[Required action]: The answer must consist of every line in the data that contains "LGTM".

[Data to process]:
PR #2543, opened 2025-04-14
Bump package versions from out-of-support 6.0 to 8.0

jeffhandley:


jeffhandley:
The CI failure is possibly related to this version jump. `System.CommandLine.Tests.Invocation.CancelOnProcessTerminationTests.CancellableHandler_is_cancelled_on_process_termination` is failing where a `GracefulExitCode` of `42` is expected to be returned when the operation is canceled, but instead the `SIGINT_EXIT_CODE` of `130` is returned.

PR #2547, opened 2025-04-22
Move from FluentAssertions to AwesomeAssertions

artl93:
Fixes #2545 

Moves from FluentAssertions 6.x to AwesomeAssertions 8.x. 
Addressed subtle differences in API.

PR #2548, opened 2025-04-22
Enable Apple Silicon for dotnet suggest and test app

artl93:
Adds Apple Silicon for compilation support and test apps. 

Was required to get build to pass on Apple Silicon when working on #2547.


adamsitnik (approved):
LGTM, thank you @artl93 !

--

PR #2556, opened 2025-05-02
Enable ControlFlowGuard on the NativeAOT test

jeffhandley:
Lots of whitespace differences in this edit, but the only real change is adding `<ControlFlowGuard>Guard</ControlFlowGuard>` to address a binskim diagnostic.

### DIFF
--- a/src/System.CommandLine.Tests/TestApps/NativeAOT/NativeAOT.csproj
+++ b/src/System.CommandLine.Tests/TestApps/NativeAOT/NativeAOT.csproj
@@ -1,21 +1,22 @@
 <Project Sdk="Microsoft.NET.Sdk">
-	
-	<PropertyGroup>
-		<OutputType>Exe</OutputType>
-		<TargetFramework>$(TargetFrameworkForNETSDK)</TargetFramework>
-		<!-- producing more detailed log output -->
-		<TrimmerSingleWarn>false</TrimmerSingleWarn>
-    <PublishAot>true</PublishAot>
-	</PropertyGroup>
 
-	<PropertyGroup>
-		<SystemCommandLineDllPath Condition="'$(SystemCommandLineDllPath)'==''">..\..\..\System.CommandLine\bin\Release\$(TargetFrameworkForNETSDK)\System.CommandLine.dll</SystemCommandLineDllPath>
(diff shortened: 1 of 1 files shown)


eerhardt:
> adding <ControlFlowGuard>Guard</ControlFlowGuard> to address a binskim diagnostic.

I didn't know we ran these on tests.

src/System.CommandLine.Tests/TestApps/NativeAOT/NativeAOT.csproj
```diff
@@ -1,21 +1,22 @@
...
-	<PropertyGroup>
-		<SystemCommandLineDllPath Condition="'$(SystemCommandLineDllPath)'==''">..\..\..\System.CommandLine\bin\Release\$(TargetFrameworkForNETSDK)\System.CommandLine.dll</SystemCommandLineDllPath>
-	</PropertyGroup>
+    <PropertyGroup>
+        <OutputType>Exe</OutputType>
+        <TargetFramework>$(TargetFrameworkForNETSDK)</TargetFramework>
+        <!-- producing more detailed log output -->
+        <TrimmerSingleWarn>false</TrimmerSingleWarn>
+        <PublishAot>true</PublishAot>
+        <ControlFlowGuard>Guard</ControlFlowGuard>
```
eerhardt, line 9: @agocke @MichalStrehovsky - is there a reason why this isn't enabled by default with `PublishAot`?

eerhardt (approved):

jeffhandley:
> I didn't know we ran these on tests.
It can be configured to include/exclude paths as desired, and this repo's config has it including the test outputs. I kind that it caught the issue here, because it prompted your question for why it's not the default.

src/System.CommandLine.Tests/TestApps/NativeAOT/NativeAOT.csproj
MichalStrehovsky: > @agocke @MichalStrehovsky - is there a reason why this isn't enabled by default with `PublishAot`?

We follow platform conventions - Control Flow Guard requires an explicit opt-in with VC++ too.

* * *

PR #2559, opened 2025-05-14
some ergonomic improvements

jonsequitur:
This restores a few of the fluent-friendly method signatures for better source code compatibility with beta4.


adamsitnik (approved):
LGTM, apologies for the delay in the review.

[Exercise solution]:
LGTM, thank you @artl93 !
LGTM, apologies for the delay in the review.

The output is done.